I chase the noise into the hallway, making sure my parents’ backs are turned away from my startled face. I lift my hands over my mouth, silencing sobs that threaten to give away my position. In her hands, my mom holds a hammer, driving it forcefully through the framed family portraits lining the wall. Glass shards shatter into our formerly smiling faces. I move my hands to cover my ears, the noise too much for me to take.

I sprint back to my bedroom, the thick carpet muffling my pounding feet. Then I close the door, sneak under the sheets, and try my hardest to fall asleep.

***

The latest storm ended an hour ago. What remains of the rubber band lies uselessly on the ground, so I’m wide awake listening to the unwelcome clanging coming through my windowsill. My eyes flit to my husband, resting peacefully, completely unaware of the chaos raging within me. I refuse to wake him up, knowing one of us has to sleep. And so I wait, alone in the darkness, my mind a poor companion.

Clang. The wind chimes collide, and adrenaline courses through my veins. Clang. Tiny beads of sweat begin to pool along my hair. Clang. The beat of my heart pounds within my chest. Clang. My breathing hitches beneath my breast. Clang. The whoosh of my pulse swirls wildly around my ears. Clang. My tired body floods with faults, worries, and fears.

Clang.
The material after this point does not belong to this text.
PR #678, opened 2019-12-21
Make client.cookies setter expect a Cookies instance

florimondmanca:
Prompted by https://github.com/encode/httpx/pull/677#discussion_r360668301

The wind chimes clamor, and my mind seizes upon every sound. Clang. They work together to sabotage my sleep. Clang.

***

“You're having panic attacks,” my counselor says after I relive my most recent episode.

“I know,” I sigh, this isn’t news to me. “I’ve had them for a while.”
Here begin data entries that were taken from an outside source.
PR #680, opened 2019-12-23
Rename Client to AsyncClient (with compat synonym)

florimondmanca:
Refs #667 

- Rename `Client` to `AsyncClient`
- Update references to `Client` in core and tests.
- Change docs to encourage using `AsyncClient` from 0.10.0 and on.
- Add `Client` synonym for backwards compat with `0.9.*`.

Regex search & replace was a good mate on this one. 💯

### DIFF
--- a/docs/advanced.md
+++ b/docs/advanced.md
@@ -10,7 +10,7 @@ all outgoing requests.
     A Client instance is equivalent to a Session instance in `requests`.
 
 !!! note
-    Starting from `httpx==0.10.0`, the default and recommended Client class is `AsyncClient`.
+    Starting from `httpx==0.10.0`, the default and recommended Client class is `AsyncClient`. This should help prevent breaking changes once sync support is reintroduced.
 
     A `Client` synonym remains for compatibility with `httpx==0.9.*` releases, but you are encouraged to migrate to `AsyncClient` as soon as possible.
 
--- a/docs/advanced.md
+++ b/docs/advanced.md
@@ -9,12 +9,17 @@ all outgoing requests.
 !!! hint
     A Client instance is equivalent to a Session instance in `requests`.
 
+!!! note
+    Starting from `httpx==0.10.0`, the default and recommended Client class is `AsyncClient`.
+
+    A `Client` synonym remains for compatibility with `httpx==0.9.*` releases, but you are encouraged to migrate to `AsyncClient` as soon as possible.
+
 ### Usage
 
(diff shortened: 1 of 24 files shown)


florimondmanca:
Originally, `Client` was referenced in the docs because sync was the default, and `Client` was really `SyncClient`.

IMO we should end up with `AsyncClient`/`SyncClient` (instead of `AsyncClient`/`Client` as we had in 0.7.* and before), so demonstrating usage with one explicit type of client is a good idea.

docs/advanced.md
```diff
@@ -9,12 +9,17 @@ all outgoing requests.
 !!! hint
     A Client instance is equivalent to a Session instance in `requests`.
 
+!!! note
+    Starting from `httpx==0.10.0`, the default and recommended Client class is `AsyncClient`.
```
tomchristie: Should we note that it’s because we’re hoping to reintroduce sync+async support shortly, or something along those lines?

docs/advanced.md
```diff
@@ -9,12 +9,17 @@ all outgoing requests.
 !!! hint
     A Client instance is equivalent to a Session instance in `requests`.
```
StephenBrown2: Is this also to be `AsyncClient`?

docs/compatibility.md
```diff
@@ -52,7 +52,7 @@ We don't support `response.is_ok` since the naming is ambiguous there, and might
 
 ## Client instances
 
-The HTTPX equivalent of `requests.Session` is `httpx.Client`.
+The HTTPX equivalent of `requests.Session` is `httpx.AsyncClient`.
```
StephenBrown2: Since requests is sync-only... will this be changed _back_ once sync is reintroduced?

tomchristie: Yes, pending some final decisions on exact naming for the sync vs async variants.

docs/advanced.md
florimondmanca: Sure, added a note about that. :-)

docs/advanced.md
florimondmanca: Well, here (and elsewhere on this page) "Client" refers to the general idea of a class for making requests — sync or async.

It's a bit blurry at the moment since we we don't have anything else than `AsyncClient` yet, but I'd say for now it doesn't look *too* unnatural?

florimondmanca:
@tomchristie Updated the PR!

She leans closer with an assessing gaze. “How long is a while?”

I shrug my shoulders and brush my hair behind my ears, “Since I was a kid, I guess.”
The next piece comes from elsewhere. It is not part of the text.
PR #684, opened 2019-12-25
`DigestAuth` will raise an exception if non replayable request is passed #670

### LINKED ISSUE #670: DigestAuth should raise a clear error if the request cannot replay.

She clasps her hands and pushes me farther, “Close your eyes and try to remember the first time.”

I feel silly sitting in her office with my eyes closed, but I trust her enough to give it a try. I settle into the silence and use her calming voice as a guide. Gradually, I walk backwards through my mind.

I walk past my three childbirths and the needy newborn haze. Past the early years of my marriage, rife with in-law arguments and growing pains. The death of my beloved grandfather and the stress of job changes. My mound of student loan debt that I eventually paid. I push past high school drama, into middle school angst. Past my first pair of glasses with the tortoise shell frames. Until at last I’m standing in my childhood home where one lone memory flickers to the forefront. I hear the hammer shattering into the glass, as if it happened yesterday.

Tears of a ten-year-old fill my eyes. “The chimes,” I finally say. “They remind me of my mother.”

***

A few weeks after I deliver my handwritten letter, my husband calls from the kitchen, “You have to come see this.” I assume one of the kids is up to mischief, so I hurry. He gestures towards the back door, and I glance out the window to where my neighbor stands with a long pole in her hands.

“I can’t believe it,” I breathe, watching her use a small hook at the end to lift the chimes over the branch and off the tree. I throw open the door and race through the yard, “Thank you!” I shout to get her attention.

She turns, a hint of disappointment marring her face. “The storm was especially loud last night,” she says.

“Yes it was,” I agree. I hold my hands out in a gesture of goodwill. “Thank you for taking down the chimes.”

“You’re welcome,” she replies, albeit reluctantly. “Maybe we can try them again another time?”

My heart stammers, but I nod. “That sounds like a plan,” I say. It’s not what I hope for, but it’s a compromise. I wave goodbye and walk away.

My husband folds me into his arms when I step into the kitchen. “Do you think you can sleep now?” he asks, pressing a kiss onto my head. A yawn escapes my lips, a simple answer to his question.

I breathe in the quiet of my kitchen, grateful for the temporary relief. This isn’t a permanent solution, but between counseling and sound sleep, I pray it will give me time to heal from the trauma of my past. I may never love the wind chimes the way my neighbor does, but perhaps I can learn to live next to them in peace.